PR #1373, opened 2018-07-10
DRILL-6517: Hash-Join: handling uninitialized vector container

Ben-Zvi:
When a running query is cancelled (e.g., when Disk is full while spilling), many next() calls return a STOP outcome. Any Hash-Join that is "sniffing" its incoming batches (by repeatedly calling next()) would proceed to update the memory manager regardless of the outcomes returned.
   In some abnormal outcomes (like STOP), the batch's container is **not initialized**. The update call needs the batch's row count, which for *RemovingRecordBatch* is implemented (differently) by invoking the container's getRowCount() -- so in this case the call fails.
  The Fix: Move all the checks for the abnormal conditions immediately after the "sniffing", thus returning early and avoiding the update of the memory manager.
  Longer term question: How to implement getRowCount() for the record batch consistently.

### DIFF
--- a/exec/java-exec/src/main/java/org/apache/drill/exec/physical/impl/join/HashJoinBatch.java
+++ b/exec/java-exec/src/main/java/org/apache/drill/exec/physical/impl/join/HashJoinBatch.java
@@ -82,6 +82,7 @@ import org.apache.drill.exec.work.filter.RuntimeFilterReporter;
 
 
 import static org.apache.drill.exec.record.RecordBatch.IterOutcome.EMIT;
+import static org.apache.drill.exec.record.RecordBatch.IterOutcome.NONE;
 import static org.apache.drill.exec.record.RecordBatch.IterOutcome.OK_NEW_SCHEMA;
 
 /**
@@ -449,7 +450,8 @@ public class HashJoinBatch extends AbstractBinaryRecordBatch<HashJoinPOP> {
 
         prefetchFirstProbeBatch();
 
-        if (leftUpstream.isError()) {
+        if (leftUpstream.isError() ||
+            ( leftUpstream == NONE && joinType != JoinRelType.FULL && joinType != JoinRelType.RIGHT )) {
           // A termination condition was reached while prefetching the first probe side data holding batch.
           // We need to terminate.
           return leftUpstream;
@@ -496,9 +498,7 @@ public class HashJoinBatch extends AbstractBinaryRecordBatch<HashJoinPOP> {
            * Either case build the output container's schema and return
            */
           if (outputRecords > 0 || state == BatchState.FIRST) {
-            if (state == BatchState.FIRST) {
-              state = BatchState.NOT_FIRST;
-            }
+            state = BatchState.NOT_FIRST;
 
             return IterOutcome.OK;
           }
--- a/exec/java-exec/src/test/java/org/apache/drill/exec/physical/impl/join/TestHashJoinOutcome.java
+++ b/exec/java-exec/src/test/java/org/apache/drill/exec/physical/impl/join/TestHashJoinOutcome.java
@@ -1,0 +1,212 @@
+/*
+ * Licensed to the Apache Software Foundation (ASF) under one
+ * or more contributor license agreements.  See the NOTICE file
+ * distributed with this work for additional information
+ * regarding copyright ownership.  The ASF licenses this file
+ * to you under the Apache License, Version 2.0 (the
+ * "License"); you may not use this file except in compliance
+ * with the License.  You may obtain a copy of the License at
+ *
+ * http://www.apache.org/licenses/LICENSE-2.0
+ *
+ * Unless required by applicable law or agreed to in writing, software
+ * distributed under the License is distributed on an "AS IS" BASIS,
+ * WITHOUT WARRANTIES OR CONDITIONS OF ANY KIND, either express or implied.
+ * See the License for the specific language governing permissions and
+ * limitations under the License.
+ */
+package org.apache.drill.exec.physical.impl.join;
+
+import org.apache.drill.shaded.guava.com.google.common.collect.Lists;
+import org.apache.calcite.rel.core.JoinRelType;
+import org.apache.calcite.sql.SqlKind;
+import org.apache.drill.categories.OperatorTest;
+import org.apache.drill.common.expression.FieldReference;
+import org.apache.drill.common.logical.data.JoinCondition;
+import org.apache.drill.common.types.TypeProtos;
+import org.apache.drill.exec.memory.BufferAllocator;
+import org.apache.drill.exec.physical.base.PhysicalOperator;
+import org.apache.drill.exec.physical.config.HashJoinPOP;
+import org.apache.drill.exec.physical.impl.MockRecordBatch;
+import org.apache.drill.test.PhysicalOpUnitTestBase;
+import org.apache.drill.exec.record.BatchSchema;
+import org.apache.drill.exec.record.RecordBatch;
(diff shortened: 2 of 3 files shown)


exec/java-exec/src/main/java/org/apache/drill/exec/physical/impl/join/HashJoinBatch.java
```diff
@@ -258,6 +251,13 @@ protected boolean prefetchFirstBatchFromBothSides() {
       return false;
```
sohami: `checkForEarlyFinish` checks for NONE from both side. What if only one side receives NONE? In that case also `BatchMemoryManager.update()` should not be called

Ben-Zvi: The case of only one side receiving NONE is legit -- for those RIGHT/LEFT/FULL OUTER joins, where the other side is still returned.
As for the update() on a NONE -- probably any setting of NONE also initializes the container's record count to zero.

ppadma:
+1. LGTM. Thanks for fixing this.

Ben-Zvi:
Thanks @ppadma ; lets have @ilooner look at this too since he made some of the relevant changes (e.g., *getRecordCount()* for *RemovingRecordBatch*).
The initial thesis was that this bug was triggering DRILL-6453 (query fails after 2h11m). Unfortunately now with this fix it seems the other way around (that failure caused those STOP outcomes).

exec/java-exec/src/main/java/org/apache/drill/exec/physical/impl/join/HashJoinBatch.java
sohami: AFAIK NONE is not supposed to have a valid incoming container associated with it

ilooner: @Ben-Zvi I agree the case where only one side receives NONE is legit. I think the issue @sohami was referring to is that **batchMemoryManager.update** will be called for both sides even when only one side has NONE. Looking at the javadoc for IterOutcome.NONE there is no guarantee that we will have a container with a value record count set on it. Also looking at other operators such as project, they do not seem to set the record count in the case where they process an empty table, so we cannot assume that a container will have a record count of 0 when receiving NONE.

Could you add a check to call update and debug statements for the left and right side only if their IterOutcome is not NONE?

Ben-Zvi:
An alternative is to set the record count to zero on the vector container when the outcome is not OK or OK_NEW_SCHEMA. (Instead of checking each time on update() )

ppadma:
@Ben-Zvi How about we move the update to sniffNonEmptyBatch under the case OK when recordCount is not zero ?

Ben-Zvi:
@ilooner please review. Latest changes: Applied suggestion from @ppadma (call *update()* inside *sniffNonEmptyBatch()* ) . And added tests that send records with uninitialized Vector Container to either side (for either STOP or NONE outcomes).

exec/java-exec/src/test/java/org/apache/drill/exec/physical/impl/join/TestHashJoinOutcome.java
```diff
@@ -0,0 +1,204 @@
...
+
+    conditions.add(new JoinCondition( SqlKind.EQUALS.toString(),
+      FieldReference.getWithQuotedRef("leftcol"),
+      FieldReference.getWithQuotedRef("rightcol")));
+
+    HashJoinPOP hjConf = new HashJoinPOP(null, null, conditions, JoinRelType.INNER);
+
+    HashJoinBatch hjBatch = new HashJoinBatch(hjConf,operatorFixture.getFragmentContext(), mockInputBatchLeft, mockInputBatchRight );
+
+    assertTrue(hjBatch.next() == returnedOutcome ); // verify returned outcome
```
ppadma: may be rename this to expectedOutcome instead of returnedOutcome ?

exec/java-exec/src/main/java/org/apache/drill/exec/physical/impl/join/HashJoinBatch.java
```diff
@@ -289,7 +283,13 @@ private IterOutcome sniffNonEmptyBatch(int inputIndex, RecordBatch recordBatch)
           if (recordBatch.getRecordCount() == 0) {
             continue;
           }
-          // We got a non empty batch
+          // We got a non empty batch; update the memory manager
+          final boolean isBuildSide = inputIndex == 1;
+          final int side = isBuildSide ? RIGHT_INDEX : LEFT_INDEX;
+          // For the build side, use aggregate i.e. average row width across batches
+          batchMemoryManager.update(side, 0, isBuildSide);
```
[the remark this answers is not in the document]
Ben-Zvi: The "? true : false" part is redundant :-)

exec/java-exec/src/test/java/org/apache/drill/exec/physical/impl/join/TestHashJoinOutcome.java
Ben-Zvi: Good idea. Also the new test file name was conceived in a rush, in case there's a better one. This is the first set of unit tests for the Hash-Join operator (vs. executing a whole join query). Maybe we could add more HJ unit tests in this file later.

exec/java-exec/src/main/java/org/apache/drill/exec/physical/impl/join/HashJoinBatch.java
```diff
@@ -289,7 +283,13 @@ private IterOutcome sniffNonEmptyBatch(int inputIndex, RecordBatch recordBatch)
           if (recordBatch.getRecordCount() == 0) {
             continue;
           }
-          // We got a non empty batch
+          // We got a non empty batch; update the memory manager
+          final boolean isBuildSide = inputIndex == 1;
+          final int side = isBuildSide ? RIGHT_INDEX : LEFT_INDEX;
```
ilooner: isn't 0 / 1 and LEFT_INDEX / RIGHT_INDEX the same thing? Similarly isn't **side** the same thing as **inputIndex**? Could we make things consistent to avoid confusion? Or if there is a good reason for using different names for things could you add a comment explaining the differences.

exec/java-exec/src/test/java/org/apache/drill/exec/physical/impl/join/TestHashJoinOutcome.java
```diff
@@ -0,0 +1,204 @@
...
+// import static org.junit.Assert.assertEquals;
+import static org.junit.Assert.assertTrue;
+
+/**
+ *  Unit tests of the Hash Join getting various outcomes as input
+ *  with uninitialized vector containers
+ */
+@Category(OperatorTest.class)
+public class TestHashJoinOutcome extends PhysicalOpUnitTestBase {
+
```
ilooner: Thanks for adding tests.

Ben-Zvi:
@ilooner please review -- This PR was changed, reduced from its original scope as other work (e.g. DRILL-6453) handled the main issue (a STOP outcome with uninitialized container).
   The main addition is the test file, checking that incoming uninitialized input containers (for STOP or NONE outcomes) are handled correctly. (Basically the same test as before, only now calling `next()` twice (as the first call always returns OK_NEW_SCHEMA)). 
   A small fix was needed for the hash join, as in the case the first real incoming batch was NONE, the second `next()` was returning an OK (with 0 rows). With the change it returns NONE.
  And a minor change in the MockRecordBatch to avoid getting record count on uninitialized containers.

[WORK ORDER] Copy out every line of the material above that contains the string "data".

[OUTPUT OF THE EXERCISE]
           // A termination condition was reached while prefetching the first probe side data holding batch.
+import org.apache.drill.common.logical.data.JoinCondition;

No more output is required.